Whereas the acknowledgement of the valid interlocutors is attained the Church has the vocation of facilitating the communication. However, from now on, the roles of an authentic negotiation must be normalized:
The acknowledgement of the independent civil society, including the political opposition as the valid interlocutors of the process of negotiation; impartial mediation of the Church and the continuation of the process with definite results that can be assessed such as the release of the political prisoners or prisoners of conscience. This is just the first step.
It seems to be an invalid redundancy to clear up that the dialogue should be critic and exigent. The dialogue that is not critic, that is, the dialogue that does not exercise the criterion and does not discern respectfully each step and proposal is not a dialogue but indulgence or concession or even connivance. The negotiation that is not exigent is indulgence or complicity. Then the ones who accept and propose the dialogue and the negotiation should not exclude the interlocutors if they are critic or the proposals if they are exigent. He who closes the door to inclusion opens another door to violence and exclusion.
The dialogue and the negotiation should be coherent. A dialogue that does not include one of the parties involved is not credible. That is ethically unacceptable. If we have a dialogue with the distant neighbours and don’t have a dialogue with the close neighbours and the ones at home we lose credibility. This involves all of us without exception. There shouldn’t be either a dialogue if silence is imposed on one voice or several voices of one party and the other voices are amplified.

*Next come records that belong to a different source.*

PR #1370, opened 2025-07-28
Feat: Add env var to switch to new db

MarceloRobert:
## Changes
- Adds an environment variable to quick switch between using kcidb and using the new dashboard_db
- Updates de `update_db` management command to make use of this new variable
- Adds a 0-results fallback in the select methods of `update_db` so that they don't try to make the query when they don't need to

## How to test
If you are running in docker, simply start the dashboard without the `USE_NEW_DB` env var set, check that it is using kcidb, then set it to True in the .env and restart the dashboard; it should now use the local database.
If you are running locally, set the `DASH_DB_` variables as they appear in the backend service of the docker compose, then also try out the `USE_NEW_DB` variable.
Also check if the `update_db` command still works on both scenarios

### DIFF
--- a/backend/kernelCI/settings.py
+++ b/backend/kernelCI/settings.py
@@ -193,43 +193,62 @@ BACKEND_VOLUME_DIR = get_json_env_var("BACKEND_VOLUME_DIR", "volume_data")
 
 DATABASE_ROUTERS = ["kernelCI_app.routers.databaseRouter.DatabaseRouter"]
 
-DATABASES = {
-    "default": get_json_env_var(
-        "DB_DEFAULT",
-        {
-            "ENGINE": "django.db.backends.postgresql",
-            "NAME": "kernelci",
-            "USER": "kernelci",
-            "PASSWORD": "kernelci-db-password",
-            "HOST": "127.0.0.1",
-            "OPTIONS": {
-                "connect_timeout": 5,
-            },
-        },
-    ),
-    "dashboard_db": {
+# Database definition configurations
+kcidb_config = get_json_env_var(
+    "DB_DEFAULT",
+    {
         "ENGINE": "django.db.backends.postgresql",
-        "NAME": "dashboard",
-        "USER": get_json_env_var("DASH_DB_USER", "dev"),
-        "PASSWORD": get_json_env_var("DASH_DB_PASSWORD", "dev"),
-        "HOST": get_json_env_var("DASH_DB_HOST", "127.0.0.1"),
-        "PORT": get_json_env_var("DASH_DB_PORT", 5434),
+        "NAME": "kernelci",
+        "USER": "kernelci",
+        "PASSWORD": "kernelci-db-password",
+        "HOST": "127.0.0.1",
         "OPTIONS": {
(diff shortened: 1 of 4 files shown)


docker-compose.yml
```diff
@@ -85,6 +85,7 @@ services:
             - DASH_DB_PASSWORD=${DASH_DB_PASSWORD:-admin}
             - DASH_DB_HOST=dashboard_db
             - DASH_DB_PORT=${DASH_DB_PORT:-5432}
+            - USE_NEW_DB=${USE_NEW_DB:-False}
```
giubrocchi, line 88: We can mention on the readme how to run with the new DB (settings the envs) and what changes when running with new DB vs the kcidb

giubrocchi (approved):

backend/kernelCI/settings.py
```diff
@@ -193,43 +193,62 @@ def get_json_env_var(name, default):
...
+    "NAME": os.path.join(BACKEND_VOLUME_DIR, "cache.sqlite3"),
+}
+
+notifications_db_config = {
+    "ENGINE": "django.db.backends.sqlite3",
+    "NAME": os.path.join(BACKEND_VOLUME_DIR, "notifications.sqlite3"),
+}
+
+USE_NEW_DB = os.environ.get("USE_NEW_DB", False)
+if USE_NEW_DB is True:
```
danieldiasbarbo: I think it is better this way:
```suggestion
USE_NEW_DB = os.environ.get("USE_NEW_DB", False) == "True"
if USE_NEW_DB:
```

backend/kernelCI/settings.py
```diff
@@ -193,43 +193,63 @@ def get_json_env_var(name, default):
...
+    "NAME": os.path.join(BACKEND_VOLUME_DIR, "cache.sqlite3"),
+}
+
+notifications_db_config = {
+    "ENGINE": "django.db.backends.sqlite3",
+    "NAME": os.path.join(BACKEND_VOLUME_DIR, "notifications.sqlite3"),
+}
+
+USE_DASHBOARD_DB = os.environ.get("USE_DASHBOARD_DB", False)
+if USE_DASHBOARD_DB == "True":
```
giubrocchi, line 235: nit:
```suggestion
if str(USE_DASHBOARD_DB).lower() == "true":
```

backend/kernelCI/settings.py
```diff
@@ -193,43 +193,63 @@ def get_json_env_var(name, default):
...
+    print("IS TRUE")
```
giubrocchi, line 236: Remember to remove before merging

backend/kernelCI/settings.py
giubrocchi: There's actually a function `is_boolean_or_string_true` that you can use

MarceloRobert: Done, thanks for pointing it out

backend/kernelCI/settings.py
MarceloRobert: Done, I had forgotten about this one :sweat_smile:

If a regional or international community or a country commits itself to the dialogue with one nation it should not exclude any of the interlocutors. It should not either state publicly and officially that it will not meet one of the interlocutors because it wants to be received by the other party. That lack of coherence and acknowledgement of the valid interlocutors is not only regrettable but it’s a discredit and it also causes a reduction in the possibilities for the ones who do the things hoping to start a dialogue. The proof is that the interlocutors who are firmly coherent, which does not mean that they are fundamentalist or that they want confrontation, attain much more when they meet all parties than the ones who submit themselves in advance to exclusive conditions coming from one of the negotiating parties.
We believe in the dialogue, in the negotiation and in the gradualism of the processes. We believe that the human quality exists in Cuba and there is also the need and the convenience of a dialogue and a serious, credible and efficient negotiation. We commit ourselves to that. We also believe that we have amongst we Cubans virtuous, pacific, perseverant, brave and flexible persons and groups that can be valid interlocutors. We believe that we also have in Cuba institutions with a great prestige and credibility to serve as mediators and facilitators. And we also believe that each one of these interlocutors has his voice and means to let them to be listened to and to communicate themselves with the world.
If Cuba, Cubans, women and men have all this then what is left to attain a pacific and authentic transition through dialogue? Maybe some more good will, a great dosage of political will, acknowledgement of the interlocutors, much more respect and inclusion of all parties, a good antidote for exasperation and violence and above all, much coherence and perseverance.
The results will validate this confidence.